GLOBAL MARKETS-Asian stocks at 18-month highs as China rises

* Rising commodities help Asia stocks advance

* Dollar resilient despite drooping U.S. yields

* Earnings outlook for China stocks bright

* Japan shares in focus ahead of Abe-Trump summit

* European shares seen opening slightly higher

By Saikat Chatterjee

HONG KONG, Feb 9 (Reuters) - Asian shares climbed to their highest in more than 18 months on Thursday, as investors grew more confident about China while the dollar slightly firmed in the wake of growing concerns over political instability in Europe.

MSCI’s broadest index of Asia-Pacific shares outside Japan gained 0.3 percent to their highest since July 2015 with Hong Kong, Taiwan and China among the region’s best performing markets.

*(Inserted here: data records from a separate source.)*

PR #1754, opened 2026-05-31
plugins: system_monitor: track max swap usage

yaneti:


mock/py/mockbuild/plugins/system_monitor.py
```diff
@@ -104,15 +108,26 @@ def sysmon_thread(self, buildroot, interval):
...
                 top = self.get_top_process_info(f"{scope_dir}/payload")
                 if top[0] > self.top_rss[0]:
                     pid_status = "NEW"
                     self.top_rss = top
 
-                if f"{max_status}{pid_status}" != "CurrentCurrent":
+                if f"{max_status}{swap_status}{pid_status}" != "CurrentCurrentCurrent":
                     getLog().debug(
-                        "SYSMON: %s PEAK %.2f MiB | SYSMON: %s Top Process: RSS:%.2f MiB [%s]",
+                        "SYSMON: %s PEAK %.2f MiB | "
```
xsuchy: We now have two peaks, the second is labeled SWAP peak, but this one is now just peak. Can this be "MEMORY PEAK"?

yaneti: sorry , I messed up the strings again. Reworded bot the string and the variable

mock/py/mockbuild/plugins/system_monitor.py
```diff
@@ -89,30 +91,43 @@ def sysmon_thread(self, buildroot, interval):
             ustr = ustr.decode("utf-8")
         machine_id_unit = ustr.rstrip().split('=')[1]
         scope_dir = f"/sys/fs/cgroup/machine.slice/{machine_id_unit}"
-        peak_file = os.path.join(scope_dir, "memory.peak")
+        memory_peak_file = os.path.join(scope_dir, "memory.peak")
+        swap_peak_file = os.path.join(scope_dir, "memory.swap.peak")
```
praiskup, line 95: Just a comment (or a wish for the future): The most often in Copr, we are curious about the system memory / swap consumption - so it would be nice to have a tool for monitoring that (i.e, peak is fine, but since we are sampling...

praiskup: I mean, here we still monitor the slice, not the system swap consumption.

praiskup (approved):
LGTM

mock/py/mockbuild/plugins/system_monitor.py
yaneti: Indeed, there are more things that could be sampled for more insight...
For me the whole thing started with being annoyed that a single process in the build process could overflow the available memory on a slow riscv64 machine, and not knowing exactly which one.  

Hopefully it would be easier now for people to just add interesting things to the collection and output.

xsuchy (approved):
+1

PR #1755, opened 2026-06-02
unbreq plugin: disable SRPM caching

mkoncek:
This is an actual logic error which causes the plugin to miss BuildRequires fields in case multiple runs of generate BuildRequires are executed.


xsuchy (approved):
+1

European stocks are set to follow Asia’s cues, with spread-betters expecting a rise of up to 0.1 percent in Britain’s FTSE, 0.2 percent in Germany’s DAX and 0.3 percent in France’s CAC.

“In China we have an overweight view on equities as we see improved corporate earnings outlook with the Chinese PPI (producer price index) turning around from deflation trend,” said Fan Cheuk Wan, head of investment strategy for Asia at HSBC Private Bank.

It also has overweight recommendation on India and Indonesia.

An ongoing rally in commodity prices led by copper and iron ore, along with gentle policy tightening by Beijing via money market rates, has led to a more optimistic view of Chinese corporate earnings, analysts said.

Earnings growth for MSCI China is expected at nearly 15 percent over the next 12 months, slightly ahead of 13 percent projected for companies in MSCI Asia outside Japan, according to Thomson Reuters data.

Pictet Asset Management has cut its exposure to U.S. markets due to expensive valuations, and has turned bullish on emerging markets in Asia, citing strong correlations with commodity prices.

In other markets, New Zealand stocks rose after the central bank signalled that a further cut in interest rates was no longer likely while Japanese shares were in focus before a meeting between U.S. President Donald Trump and Japan’s Prime Minister Shinzo Abe on Friday.

Abe will propose a new cabinet level framework for U.S.-Japan talks on trade, security and macroeconomic issues, including currencies, a Japanese government official involved in planning the summit in Washington said.

“Trade and defense will be in focus,” said Norihiro Fujito, a senior investment strategist at Mitsubishi UFJ Morgan Stanley Securities. “We need to see if anything is said that has an effect on currencies, or on specific companies.”

COMMODITY RALLY

In commodities, copper stepped back after a sharp gain the previous day as the world’s top two mines said strikes and permit delays would force them to cut output.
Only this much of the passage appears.